# Foxes Stealing My Dogs Toys!



## Natonstan (Aug 9, 2008)

Hey guys thought I would share this little story.

Last summer my dog would spend the day out on the garden which meant he brought his squeaky toys out with him, he then couldn't be bothered to bring them back in at night, so at night we would often here the toys being squeaked by something, and we would wake up to find them on the next door neighbors garden, we then noticed one night that foxes were in fact playing with the toys then carrying them under the hedge and leaving them on other peoples gardens! 

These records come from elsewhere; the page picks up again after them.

PR #732, opened 2025-06-20
Div zero fixes

hamishivi:
Two fixes:
1. grad accumulation steps could hit zero if you asked for more minibatches than we had batch sizes after packing. This guards against that so we always just at least do one batch. If you ask for multiple minibatches but we have 1 batch, we just do one batch.
2. guards against a division by zero error in the packing code. If you have a batch with all 0/1 reward, we filter everything out. This actually runs fine until the metrics call, which errors since len(responses) is 0 and we try to divide by it. Later in the code, we do handle the case where the packing is empty fine (B == 0, we skip the batch or do world padding).

### DIFF
--- a/open_instruct/grpo_fast.py
+++ b/open_instruct/grpo_fast.py
@@ -753,7 +753,8 @@ class PolicyTrainerRayProcess(RayProcess):
         to_device_inplace(collated_position_ids, self.device)
         to_device_inplace(collated_advantages, self.device)
         to_device_inplace(collated_response_masks, self.device)
-        accumulation_steps = math.ceil(len(collated_query_responses) / num_mini_batches - 0.5)
+        # accumulation steps should always be at least 1
+        accumulation_steps = max(math.ceil(len(collated_query_responses) / num_mini_batches - 0.5), 1)
         leftover = len(collated_query_responses) % accumulation_steps
         if leftover > 0:
             collated_query_responses = collated_query_responses[0:-leftover]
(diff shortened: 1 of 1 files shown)


open_instruct/grpo_fast.py
```diff
@@ -753,7 +753,8 @@ def train(
         to_device_inplace(collated_position_ids, self.device)
         to_device_inplace(collated_advantages, self.device)
         to_device_inplace(collated_response_masks, self.device)
-        accumulation_steps = math.ceil(len(collated_query_responses) / num_mini_batches - 0.5)
+        # accumulation steps should always be at least 1
+        accumulation_steps = max(math.ceil(len(collated_query_responses) / num_mini_batches - 0.5), 1)
```
vwxyzjn, line 757: Is this the case where one device's `len(collated_query_responses)` is 0? Also what is this `0.5` in `num_mini_batches - 0.5`?

hamishivi: It covers the case where we have ask for more minibatches than we have in collated_query_responses such that `len(collated_query_responses) / num_mini_batches` is small (e.g. 0.1)!

The -0.5 is just a way to do rounding done in the PR (#698), could swap out with Math.round()... basically, we want to get the rounded number of accumulation steps, and then throw out the remaining (hopefully not much) data. Before the logic wasn't right if `len(collated_query_responses) % num_mini_batches != 0`.

hamishivi:
Closing since we'll merge these changes in as part of #733

PR #736, opened 2025-06-25
Save tokenizer files alongside olmocore dataset

tyler-romero:
This helps track how the data was created and these files are useful when converting back to hf format downstream.

### DIFF
--- a/scripts/data/convert_sft_data_for_olmocore.py
+++ b/scripts/data/convert_sft_data_for_olmocore.py
@@ -10,16 +10,17 @@ Usage:
         --tokenizer_name_or_path allenai/OLMo-2-1124-7B \
         --add_bos \
         --dataset_mixer_list allenai/tulu-3-sft-olmo-2-mixture-0225 1.0 \
-        --output_dir /weka/oe-adapt-default/tylerr/tulu-3-sft-olmo-2-mixture-0225-olmocore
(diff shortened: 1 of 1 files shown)


scripts/data/convert_sft_data_for_olmocore.py
```diff
@@ -10,16 +10,17 @@
         --tokenizer_name_or_path allenai/OLMo-2-1124-7B \
         --add_bos \
         --dataset_mixer_list allenai/tulu-3-sft-olmo-2-mixture-0225 1.0 \
-        --output_dir /weka/oe-adapt-default/tylerr/tulu-3-sft-olmo-2-mixture-0225-olmocore
+        --output_dir ./data/tulu-3-sft-olmo-2-mixture-0225-olmocore
```
jacob-morrison, line 13: did you mean to change this directory to ./data/? I don't see you using the same directory anywhere else so I'm not sure

jacob-morrison (approved):
lgtm overall, just one question about a directory

scripts/data/convert_sft_data_for_olmocore.py
tyler-romero: Yeah good Q, since the internal command is below I didnt want to specify /weka there

PR #874, opened 2026-05-09
feat(context): detect duplicate hooks across settings tiers (ADR-0010 §4)

pandas-studio:
## Summary

Implements ADR-0010 §4: detect memtomem-managed hooks duplicated across
the three settings tiers (`~/.claude/settings.json`,
`<project>/.claude/settings.json`,
`<project>/.claude/settings.local.json`). Closes #871.

Claude Code 2.x merges hook entries across tiers additively, so a user
who flips `hooks.target_scope` (added in #870) and runs `mm context sync`
would silently leave hook entries in the previous tier — duplicates
fire once per tier.

## Changes

- **Shared detector** (`memtomem.context.settings_doctor`): canonical
  signature matching (event + matcher + command shape, whitespace
  normalized), symlink-aware tier dedup. Detection-only — migration is
  the future #872.
- **Sync-time warning** (primary surface): `_print_settings_generate`
  / `_print_settings_diff` emit non-blocking yellow stderr warnings
  before write, naming the offending tier and pointing at #872. Covers
  `mm context sync --include=settings`, `generate`, and `diff`.
- **`mm context settings-doctor`**: new subcommand with `--json` and
  `--scope=…` override. Exit `0` clean / `1` duplicates. Mirrors the
  existing `@context.command("migrate")` flat shape.
- **Web `GET/POST /api/settings-sync`**: responses gain a
  `duplicate_tier_warnings` list with the same payload shape as the
  CLI `--json` output. Frontend banner deferred — data layer only.
- **Doc**: short "Detecting duplicate hooks across tiers" subsection in
  `docs/guides/integrations/claude-code.md`.
- **Tests**: 25 new cases — detector unit behavior (whitespace
  variants, missing/empty matcher, malformed JSON, active-scope
  exclusion, symlink dedup), CLI exit codes + `--json` schema, end-to-
  end sync warning via `CliRunner`, Web response shape. Mutation-
  validated.

## Stacked on #873

This PR depends on `hooks.target_scope` from #870 (#873). The base of
this PR is `feat/issue-870-target-scope`; once #873 squash-merges,
this branch will need `git rebase --onto origin/main`.

## Out of scope (per issue body / ADR-0010 §4)

- Auto-fix / move logic — that's #872.
- `mm sync-doctor` extension — explicitly excluded; that command stays
  scoped to multi-device sync hygiene.
- Web UI scope picker — gated on the future project-config ADR.
- Migration of non-memtomem-managed hook entries.

## Test plan

[...]

Issue #870, opened 2026-05-09
Implement hooks.target_scope config field + _claude_target / target_file plumbing (ADR-0010 §3)


pandas-studio:
## Summary

ADR-0010 (merged in #869) decided that settings-hooks fan-out gets a
configurable `hooks.target_scope` (`user` / `project_shared` /
`project_local`) with `user` as the v1 default. This issue lands the
foundation: the config field, its default, the two call sites that
resolve scope to a `Path`, and the per-invocation CLI override flag.

This is the **first** of the three follow-ups enumerated in
ADR-0010's Consequences section. Issue 2 (sync-time warning + scoped
doctor) and Issue 3 (settings-migrate subcommand) depend on this
landing first.

## Scope (do this)

- Add `hooks.target_scope: Literal["user", "project_shared",
  "project_local"]` to the config schema at
  `packages/memtomem/src/memtomem/config.py` (alongside existing
  sections). **Default: `"user"`** — zero behavior change for existing
  installs.
- Update `_claude_target()` at
  `packages/memtomem/src/memtomem/web/routes/settings_sync.py:28-29`
  to take `project_root` + resolved scope and return the resolved Path
  (`~/.claude/settings.json` for `user`, `<project>/.claude/settings.json`
  for `project_shared`, `<project>/.claude/settings.local.json` for
  `project_local`).
- Update `ClaudeSettingsGenerator.target_file()` at
  `packages/memtomem/src/memtomem/context/settings.py:122-123` (same
  signature change).
- Loosen `ClaudeSettingsGenerator.is_available()` at `:119-120` to
  "any of the three scopes resolves" so a user with only project-local
  settings doesn't see the tile vanish.
- Add a one-shot `--scope=<user|project_shared|project_local>` flag on
  `mm context sync` for per-invocation override (e.g., a user whose
  default is `user` but wants `project_local` for one specific repo).
- Tests: 3 scope values × 2 call sites = 6 path resolutions covered;
  add a default-preservation test that pins behavior when the field
  is absent.

## Out of scope (resist drift)

- **Sync-time duplicate-hook warning** — separate ticket (Issue 2).
- **Settings-migrate subcommand** — separate ticket (Issue 3).
- **Web UI scope display + duplicate-tier banner** — gated on this
  ticket, separate follow-up.
- **`<project>/.memtomem/config.json` project-level config layer** —
  ADR-0010 §3 explicitly defers this to a future ADR. Resist
  introducing it as part of this PR; the user-level layer at
[...]

PR #876, opened 2026-05-09
feat(context): mm context settings-migrate (ADR-0010 §4, #872)

### LINKED ISSUE #872: Implement settings-migrate subcommand (ADR-0010 §4)
## Summary

ADR-0010 references a future settings-migrate subcommand for users
to move memtomem-managed hooks from one tier to another. This is the
**third** of the three follow-ups enumerated in ADR-0010's
Consequences section, and the third gate on §5's default-flip
trigger (the `mm init` default cannot move from `user` to
`project_local` until users have a documented migration path).

**Depends on**: #870 (config field), #871 (canonical-signature
detection logic — reused for source/target identification).

## Scope (do this)

- New subcommand for migrating memtomem-managed hooks between tiers.
  Suggested shape: `mm context settings-migrate --from <scope> --to
  <scope>` (mirrors the flat-subcommand convention from
  `@context.command("migrate")` at
  `packages/memtomem/src/memtomem/cli/context_cmd.py:1383`).
- Behavior:
  1. Read memtomem-managed hooks from the source tier (canonical-
     signature match — reuse the helper from #871).
  2. Write them to the target tier using the existing additive merge
     in `ClaudeSettingsGenerator.merge()` at
     `packages/memtomem/src/memtomem/context/settings.py:128-185`.
  3. Remove them from the source tier.
- `--dry-run` flag emits the planned changes without touching disk.
- Idempotent: re-running with no changes is a no-op (signature match
  finds nothing in source after a successful migration).
- Tests: round-trip migration `user → project_local`, dry-run
  preview, idempotent re-run, partial-overlap handling (some entries
  already at target).

## Out of scope (resist drift)

- **Auto-detect best target** — the user picks `--to` explicitly.
  Auto-detection conflates user intent with config state.
- **Migration of non-memtomem-managed hook entries** — they stay
  where they are. Only entries matching the canonical signature of
  bundled or canonical-source hooks move.
- **Cross-project migration** — operates on the active project's
  scope tiers only. Users with multiple projects re-run per project.
- **Auto-fire on default flip** — the §5 default flip is a separate
  decision; this command stays user-invoked.

## Acceptance

- Round-trip: a `user → project_local` migration moves the entries
  cleanly, `~/.claude/settings.json` no longer contains the
  signature-matched entries, `<project>/.claude/settings.local.json`
  does.
- `--dry-run` prints the same plan without disk writes.
- Re-running after a successful migration is a clean no-op.
- Lint + tests + typecheck green.

## References

- ADR-0010 §4 (Migration), §5 (Default-flip trigger criterion 3) —
  `docs/adr/0010-settings-hooks-target-scope.md`.
- #870 — config field foundation.
- #871 — canonical-signature detection logic (reused here).
- `packages/memtomem/src/memtomem/context/settings.py:128-185` —
  existing additive merge to reuse for the target write.

pandas-studio:
## Summary

Third and final follow-up from ADR-0010. With #870 (target_scope field) and
#874 (canonical-signature detection) shipped, this adds the action surface
that moves memtomem-managed hook entries between settings tiers — closing
the §5 default-flip path.

CLI:

```bash
mm context settings-migrate --from=user --to=project_local           # dry-run
mm context settings-migrate --from=user --to=project_local --apply   # mutate
mm context settings-migrate --from=user --to=project_local --json    # CI
```

- Operates at **inner-hook granularity** — a user's hand-authored entry
  sharing a matcher with a memtomem-managed entry stays put; only
  canonical-signature-matched inners move.
- Target receives the **canonical rule** from `.memtomem/settings.json`,
  not the source-tier whitespace variant, so target ends up byte-clean.
- Write order is **target first, then source**. A crash between the two
  leaves a transient cross-tier duplicate that the next migrate heals
  idempotently — target write is a no-op (already_at_target), source
  clean-up is the only step left.
- Default is a dry-run; `--apply` to mutate; `--yes` skips the
  host-write confirmation when the target / source resolves outside the
  project root (e.g. `--from=user`); `--json` for scripting.

CLI shape mirrors the existing `mm context migrate` (default dry-run +
`--apply`) rather than the issue's literal "--dry-run" wording, on the
grounds that this command is destructive (rewrites two settings files)
and the conservative default matches the established repo idiom.

This unblocks ADR-0010 §5's third default-flip criterion. The flip
itself remains a separate ADR-light commit per §5.

## ADR-0010 §4 acceptance

- ✅ Round-trip: `user → project_local` migration moves entries
  cleanly, `~/.claude/settings.json` no longer carries them, the
  project's `settings.local.json` does (`test_round_trip_user_to_project_local`).
- ✅ `--dry-run` (the default) prints the plan without disk writes
  (`test_dry_run_no_changes`).
- ✅ Idempotent re-run: second invocation finds nothing to move
  (`test_apply_idempotent_rerun`, `test_idempotent_rerun`).
- ✅ Partial overlap (some entries already at target): target write is
  skipped, source clean-up still runs
  (`test_partial_overlap_already_at_target`, `test_partial_overlap_idempotent`).
- ✅ Lint + tests + typecheck green locally.

## Test plan

- [x] `uv run ruff check packages/memtomem/src` — passes
- [x] `uv run ruff format --check packages/memtomem/src` — passes
- [x] `uv run mypy` on touched files — passes
- [x] `uv run pytest -m "not ollama"` — 4409 passed, 10 skipped
- [ ] CI green
- [ ] Manual smoke: dry-run + `--apply --yes` user → project_local with
  bundled hook in a fresh checkout

## Closes

Closes #872. Builds on #870, #874, ADR-0010 §4.

### DIFF
--- a/docs/guides/integrations/claude-code.md
+++ b/docs/guides/integrations/claude-code.md
@@ -261,9 +261,24 @@ mm context settings-doctor --scope=project_local   # one-shot scope override
 
 The match is by canonical signature (event + matcher + command shape, with
 whitespace normalized) so a hand-edited variant of a memtomem-managed entry
-still classifies. Detection is non-mutating; the `mm context settings-migrate`
-subcommand (see [issue #872](https://github.com/memtomem/memtomem/issues/872))
-will be the action surface that moves duplicate entries into the active scope.
+still classifies. Detection is non-mutating; the action surface is the
+companion `mm context settings-migrate` subcommand:
+
+```bash
+mm context settings-migrate --from=user --to=project_local           # dry-run
+mm context settings-migrate --from=user --to=project_local --apply   # mutate
+mm context settings-migrate --from=user --to=project_local --json    # CI / scripting
+```
+
+Default is a dry-run preview; pass `--apply` to mutate disk. The migrator
+takes the canonical rule from `.memtomem/settings.json` (so the target
+ends up byte-clean rather than carrying the source-side whitespace
+variant) and removes the matched inner-hook entries from the source tier.
+Idempotent — re-running after a clean migration finds nothing to move.
+
+When the source or target lives outside the project root (e.g.
+`--from=user`, which resolves to `~/.claude/settings.json`), `--apply`
+prompts for confirmation; pass `--yes` to skip the prompt in scripts.
 
 ---
 
--- a/packages/memtomem/src/memtomem/cli/context_cmd.py
+++ b/packages/memtomem/src/memtomem/cli/context_cmd.py
@@ -69,6 +69,11 @@ from memtomem.context.settings_doctor import (
     detect_duplicate_tiers,
     format_warning,
 )
+from memtomem.context.settings_migrate import (
+    apply_migration,
+    format_plan_summary,
+    plan_migration,
+)
 from memtomem.context.skills import (
     diff_skills,
     extract_skills_to_canonical,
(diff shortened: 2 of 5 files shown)


pandas-studio:
Addressed both [P2] findings in b71d234:

**1. Target same-matcher / different inner now classified as conflict**
Replaced the signature-only `_target_already_has` with `_classify_target` (three-state: missing / exact / conflict). `exact` now requires the inner to be **byte-equal** to the canonical inner; anything else under the same `(event, matcher)` is a conflict. Apply leaves both source and target untouched on conflict, and the CLI surfaces the per-move reason and exits 1.

**2. Same-command / drifted timeout no longer silently cleans source**
Same fix: byte-equal check rejects drift cases that the signature match was tolerating. The user sees the conflict reason and resolves before re-running.

Also fixed the all-conflict apply path: `is_noop` is True when every move is a conflict (`applicable_moves` is empty), so the previous early-return swallowed the exit-1. Now `is_noop and not conflicts` (genuine no-op) is differentiated from `is_noop and conflicts` (drift to surface).

Four new tests pin the behavior:
- `test_target_same_matcher_different_inner_is_conflict` — finding 1
- `test_target_near_match_with_drifted_timeout_is_conflict` — finding 2
- `test_conflict_leaves_both_source_and_target_untouched` — apply-level guarantee
- `test_apply_with_target_conflict_exits_one` — CLI exit code

Plus `test_target_byte_equal_canonical_inner_is_already_at_target` to pin that the `exact` classification still maps to the already-at-target fast path. 25 tests pass; lint + format + mypy clean.

pandas-studio:
Folded the optional cleanups into bbb58d3 before merge:

**1. `is_noop` docstring/contract drift** — rewrote the docstring to spell out the two situations that land here ("no moves" / "every move is a conflict") and pointed callers at the conflict-pair check the CLI uses for the exit-1 gate. Implementation also switched to `not self.applicable_moves` so the property reads as the negation of the field it's tied to (instead of the obscure double-negation). Semantically equivalent — just less footgun-prone for future readers.

**2. Unused `scope` kwarg on `_print_migrate_plan_human`** — dropped. `plan.source_scope` covers it.

**3. JSON `needs_confirmation` test gap** — added `test_json_needs_confirmation_payload`. Pins that `--apply --json` without `--yes` against host targets refuses with `status="needs_confirmation"`, surfaces the offending paths in `host_writes`, and leaves disk untouched.

**4. `format_plan_summary` count-conservation invariant** — added `TestFormatPlanSummary` class with five tests, including `test_conservation_across_three_categories` that pins `fresh + already + conflict == len(moves)`. Per `feedback_count_conservation_invariant_pin.md` — a future status-class addition that forgets to plumb through the summary now fails fast.

Skipped: the `_safe_load_json_dict` dup with `settings_doctor` and the cross-module `_normalize_*` import. The third-caller threshold the reviewer flagged isn't tripped yet, so promoting to `_signatures.py` is premature; happy to do it the moment that pressure shows up.

826 targeted tests pass, lint + format + mypy clean.

PR #877, opened 2026-05-09
test(cli): strip MEMTOMEM_* env in subprocess e2e (sibling cleanup)

pandas-studio:
## Summary

- `packages/memtomem/tests/test_cli_index_noop_e2e.py` 의 subprocess test (`TestFreshNoopIndexSubprocess`) 의 env setup 에 `MEMTOMEM_*` strip + `USERPROFILE` 추가.
- Same fix as PR #875 fix-up commit `aa31531` (which applied the pattern to `test_context_cli_subprocess_e2e.py`); inline class is unchanged because `set_home` + `_CONFIG_PATH` patching already covers it.

## Why

PR #875 review note 2 follow-up commitment. Fix-up commit `aa31531` on #875 wrote: "The sibling `test_cli_index_noop_e2e.py` has the same gap; that one is left for a follow-up so this PR stays scoped to its own file." This is that follow-up.

The risk this closes: `HOME` override only isolates `~/.memtomem/config.json` reads. pydantic-settings still applies env-var overrides from the parent shell (e.g. `MEMTOMEM_INDEXING__MEMORY_DIRS` pointing at the developer's real memory dir) into the subprocess — un-hermeticizing the test. `helpers.isolate_memtomem_env` closes the gap for in-process tests; this PR reuses the same `_MEMTOMEM_ENV_VARS` constant for the subprocess path so any new top-level config section's env binding flows automatically.

`USERPROFILE` is added alongside `HOME` for Windows parity — `Path.home()` reads `USERPROFILE` first there, so a bare `HOME` override is silently ignored on Windows runners (already the lesson encoded in `helpers.set_home`).

## Test plan

- [x] `uv run ruff check packages/memtomem/tests/test_cli_index_noop_e2e.py` — passes
- [x] `uv run ruff format --check ...` — passes (no formatting change needed)
- [x] `uv run pytest packages/memtomem/tests/test_cli_index_noop_e2e.py -v` — 2 passed in 1.62s locally
- [ ] CI verifies on Linux / macOS / Windows (Windows is the meaningful cross-check for `USERPROFILE`)

### DIFF
--- a/packages/memtomem/tests/test_cli_index_noop_e2e.py
+++ b/packages/memtomem/tests/test_cli_index_noop_e2e.py
@@ -26,7 +26,8 @@ import pytest
 from click.testing import CliRunner
 
 from memtomem.cli import cli
-from .helpers import set_home
+
+from .helpers import _MEMTOMEM_ENV_VARS, set_home
 
 
 def _make_memory_dir(home: str) -> str:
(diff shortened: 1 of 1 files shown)


tsdata (approved):
LGTM — broadened MEMTOMEM_* strip to full prefix in both inline + subprocess classes per second-pass review (P2). Hostile env probe (MEMTOMEM_SEARCH__ENABLE_BM25=false + custom MEMTOMEM_INDEXING__MEMORY_DIRS) confirms hermeticity in both cases.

I guess Foxes like to have some fun too!:lol2:


----------



## Big Red One (Oct 17, 2007)

Strange that - I left a pair of shoes out the back door last summer one night and had a go at the missus for throwing one into the middle of the garden (thought she'd done it to teach me a lesson for bein a lazy git !).
She swears blind she never touched it but it moved about 20 yards..... We have foxes out the back that I have seen walking the dog, so reckon it may have been a playful cub....

Interesting !


----------



## kirsten (Jan 13, 2008)

i woke one night with the dog barking. i went to the patio doors and found three fox cubs, older cubs, but still young, playing with her toys in the garden, they have on of her teddies and were tossing it around. it was amazing to watch, then they saw me and decided to move on.


----------



## Natonstan (Aug 9, 2008)

:lol2: Good stories! Foxes are quite mischievious :whistling2:


----------



## Darklas (Mar 25, 2009)

We have a fox who comes into my neighbours garden to sunbathe during the day. My dogs will bark and bark when they notice him but he pays them no notice at all. haha. He knows they can't get through the fence.


----------